[Start of section]

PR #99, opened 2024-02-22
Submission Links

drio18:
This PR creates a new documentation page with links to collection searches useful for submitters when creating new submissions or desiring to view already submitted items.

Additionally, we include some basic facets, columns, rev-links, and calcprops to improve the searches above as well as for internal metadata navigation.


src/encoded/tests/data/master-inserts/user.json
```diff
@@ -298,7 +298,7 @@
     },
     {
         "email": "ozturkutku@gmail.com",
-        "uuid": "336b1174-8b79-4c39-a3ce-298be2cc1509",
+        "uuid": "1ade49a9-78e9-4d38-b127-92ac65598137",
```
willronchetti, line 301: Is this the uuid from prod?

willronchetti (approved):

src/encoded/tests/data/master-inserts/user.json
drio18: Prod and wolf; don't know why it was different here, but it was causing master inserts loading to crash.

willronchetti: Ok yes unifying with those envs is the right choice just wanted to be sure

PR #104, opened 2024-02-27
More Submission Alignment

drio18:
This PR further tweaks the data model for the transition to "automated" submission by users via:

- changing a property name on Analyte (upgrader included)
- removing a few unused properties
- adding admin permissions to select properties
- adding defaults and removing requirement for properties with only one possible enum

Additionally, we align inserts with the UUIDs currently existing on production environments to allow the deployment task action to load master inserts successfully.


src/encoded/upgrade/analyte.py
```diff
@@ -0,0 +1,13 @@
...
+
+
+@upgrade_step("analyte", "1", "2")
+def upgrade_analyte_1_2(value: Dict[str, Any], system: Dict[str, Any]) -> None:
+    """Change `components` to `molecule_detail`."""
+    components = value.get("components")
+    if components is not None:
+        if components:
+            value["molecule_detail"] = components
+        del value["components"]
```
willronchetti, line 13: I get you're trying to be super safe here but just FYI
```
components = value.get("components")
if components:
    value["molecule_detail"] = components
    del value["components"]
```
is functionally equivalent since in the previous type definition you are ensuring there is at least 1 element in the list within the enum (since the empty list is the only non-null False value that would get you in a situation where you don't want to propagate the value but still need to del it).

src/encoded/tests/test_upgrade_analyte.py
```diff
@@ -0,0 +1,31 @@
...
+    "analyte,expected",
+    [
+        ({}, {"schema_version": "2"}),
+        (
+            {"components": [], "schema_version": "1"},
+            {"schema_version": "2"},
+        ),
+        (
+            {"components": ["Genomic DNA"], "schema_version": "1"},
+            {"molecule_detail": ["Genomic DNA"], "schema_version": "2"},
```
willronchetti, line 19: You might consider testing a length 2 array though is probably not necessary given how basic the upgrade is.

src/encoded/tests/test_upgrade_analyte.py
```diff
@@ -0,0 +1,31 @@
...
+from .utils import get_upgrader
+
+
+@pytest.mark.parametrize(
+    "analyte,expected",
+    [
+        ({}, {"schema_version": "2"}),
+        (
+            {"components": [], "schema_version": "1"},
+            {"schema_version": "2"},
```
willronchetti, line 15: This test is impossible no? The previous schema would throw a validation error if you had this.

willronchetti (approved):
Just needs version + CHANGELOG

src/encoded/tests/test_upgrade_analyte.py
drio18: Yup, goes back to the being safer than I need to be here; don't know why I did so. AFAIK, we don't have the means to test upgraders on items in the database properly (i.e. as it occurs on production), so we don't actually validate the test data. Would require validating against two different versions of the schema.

[End of section]
[Start of section]

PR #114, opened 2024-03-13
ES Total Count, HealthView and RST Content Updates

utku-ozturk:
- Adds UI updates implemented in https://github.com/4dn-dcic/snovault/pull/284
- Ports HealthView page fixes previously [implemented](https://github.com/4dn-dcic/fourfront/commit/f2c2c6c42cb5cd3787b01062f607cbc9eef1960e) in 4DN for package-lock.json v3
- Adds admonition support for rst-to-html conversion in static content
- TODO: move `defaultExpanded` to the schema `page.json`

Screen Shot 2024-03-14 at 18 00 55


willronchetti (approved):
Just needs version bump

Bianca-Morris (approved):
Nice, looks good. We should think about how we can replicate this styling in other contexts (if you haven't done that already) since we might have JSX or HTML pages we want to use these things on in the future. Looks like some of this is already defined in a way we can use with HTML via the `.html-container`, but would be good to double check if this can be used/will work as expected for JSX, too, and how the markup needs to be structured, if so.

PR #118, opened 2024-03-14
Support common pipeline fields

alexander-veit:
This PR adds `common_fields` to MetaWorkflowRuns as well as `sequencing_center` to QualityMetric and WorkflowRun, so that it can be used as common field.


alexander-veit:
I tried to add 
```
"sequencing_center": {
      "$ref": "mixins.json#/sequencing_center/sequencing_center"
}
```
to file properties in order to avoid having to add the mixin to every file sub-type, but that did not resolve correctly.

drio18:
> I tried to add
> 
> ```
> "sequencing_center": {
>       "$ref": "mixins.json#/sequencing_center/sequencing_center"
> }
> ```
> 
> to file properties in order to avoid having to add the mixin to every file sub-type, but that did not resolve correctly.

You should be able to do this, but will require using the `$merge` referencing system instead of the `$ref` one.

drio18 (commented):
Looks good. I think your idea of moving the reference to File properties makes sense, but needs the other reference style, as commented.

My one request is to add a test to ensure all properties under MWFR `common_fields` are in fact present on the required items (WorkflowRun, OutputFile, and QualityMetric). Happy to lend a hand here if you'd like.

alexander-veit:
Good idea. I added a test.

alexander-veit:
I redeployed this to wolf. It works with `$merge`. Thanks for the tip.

[End of section]

● ACTIVITY
Look above for lines with the word "wolf" and copy them all.

● WRITTEN ANSWER
drio18: Prod and wolf; don't know why it was different here, but it was causing master inserts loading to crash.
I redeployed this to wolf. It works with `$merge`. Thanks for the tip.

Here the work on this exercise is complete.